Fry count 4, maybe 5 :-?. They are in a 6.6 gallon right now. I'm taking out around a gallon a day and replacing it via drip system. They're really starting to explore the tank now rather then staying on the surface most the time. The ones that are left seem strong so I'm hopeful for them.


----------



## bettalover2033 (Feb 17, 2010)

Even as little as 5 surviving, I'd suggest a 10 gallon tank because they will grow extremely fast. Also try using a lot of live plants that bunch together. They really enjoy that.

I'm sorry to hear you're on such a low number, but at least you have a few chances of getting a pair out of this spawn.


----------



## tpocicat (Aug 8, 2011)

Considering the parents, you should get some beauties, too bad the number is so small. Keep up posted.


----------



## PitGurl (Feb 22, 2011)

4 1/2 weeks old. A bit small for their age but doing well. There are 5 of them. They are eating skeeter larva 3 times a day so I'm hoping that will put some growth on them. I noticed some chasing going on today.


----------



## bettalover2033 (Feb 17, 2010)

You are doing a great job with these fry, the pictures are adorable. What are you feeding them?


----------



## PitGurl (Feb 22, 2011)

Mosquito larva 3 times a day. They refuse to eat anything else :-?.


----------



## bettalover2033 (Feb 17, 2010)

I've never used mosquito larvae before so I was just wondering if their stomachs always turn that red color.


----------



## PitGurl (Feb 22, 2011)

It's more brown in real life, lot's of dark poo :razz:. I have 2 tubs set up in my backyard that I get them from, no ponds or swamps. I use a brine shrimp net to scoop them up and then I swirl it around in a cup of clean water to get the baby skeeters out. Then I use a eye dropper to suck them up and feed them to the fry. It's kind of a pain but I want to get as little of the tub water as possible in to my fry tank.


----------



## bettalover2033 (Feb 17, 2010)

Interesting. I hear that the Larvae like to shoot down to the bottom. Is this true?

Also about how big are the tubs do you use? Ive seen breeders use small plastic shallow bins. Im probably going to try this soon. We have enormous Mosquitos here!


----------



## PitGurl (Feb 22, 2011)

I use 5 gallon feed tubs I got from tractor supply. They are shallow which the skeeters like. The skeeters do shoot down to the bottom, another reason for shallow tubs. What I do is scoop and then wait a few minutes for them to come back up then scoop again and so on. Use tank water from water changes in your tubs and add some oak leaves and you'll have skeeters within a week. Keep between 2-3 tubs so you don't run out. Depending on the size of your fry they should be able to eat the baby skeeters between 3-4 weeks old.

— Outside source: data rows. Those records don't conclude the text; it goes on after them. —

PR #8783, opened 2020-01-24
FEATURE: Use Contact Picker API for invites

xfalcox:
output

### DIFF
--- a/app/assets/javascripts/discourse/components/invite-panel.js.es6
+++ b/app/assets/javascripts/discourse/components/invite-panel.js.es6
@@ -1,5 +1,6 @@
 import discourseComputed from "discourse-common/utils/decorators";
 import { isEmpty } from "@ember/utils";
+import { computed } from "@ember/object";
 import { alias, and, equal } from "@ember/object/computed";
 import EmberObject from "@ember/object";
 import Component from "@ember/component";
@@ -7,6 +8,7 @@ import { emailValid } from "discourse/lib/utilities";
 import Group from "discourse/models/group";
 import Invite from "discourse/models/invite";
 import { i18n } from "discourse/lib/computed";
+import { getNativeContact } from "discourse/lib/pwa-utils";
 
 export default Component.extend({
   tagName: null,
@@ -179,6 +181,10 @@ export default Component.extend({
       (emailValid(emailOrUsername) || isPrivateTopic || !invitingToTopic)
     );
   },
+
+  showContactPicker: computed(function() {
+    return this.capabilities.hasContactPicker;
+  }),
 
   @discourseComputed("emailOrUsername")
   showCustomMessage(emailOrUsername) {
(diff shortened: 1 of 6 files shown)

The adult ones are great for conditioning breeding pairs.


----------



## Lizzie the Badger (Jun 12, 2012)

Good luck! I hope they survive!


----------



## PitGurl (Feb 22, 2011)

Starting to show some color


----------



## PitGurl (Feb 22, 2011)

Yum,Yum....


----------



## tpocicat (Aug 8, 2011)

So cute! Is that a mosquito larva I spy?


----------



## konstargirl (Mar 9, 2010)

Aw! They are so cute!


----------



## PitGurl (Feb 22, 2011)

It is a mosquito. That's pretty much what they're eating right now. I'm trying to introduce attisons betta starter but so far I've only had one taker.


----------



## PitGurl (Feb 22, 2011)

Getting their ventrals....


----------



## laoshun (Apr 3, 2012)

tiny little ventrals xD


----------



## tpocicat (Aug 8, 2011)

Wonderful! Another hurdle passed. Beautiful clear pic by the way.


----------



## Destinystar (May 26, 2012)

So adorable !!! Love those big eyes !


----------



## bettalover2033 (Feb 17, 2010)

This is my favorite part of breeding!! They get their ventrals nd then they looks so adorable.

How old are your fry?


----------



## PitGurl (Feb 22, 2011)

just over 5 weeks


----------



## atteb (Nov 12, 2010)

They are adorable. Love the male you used, he is beautiful.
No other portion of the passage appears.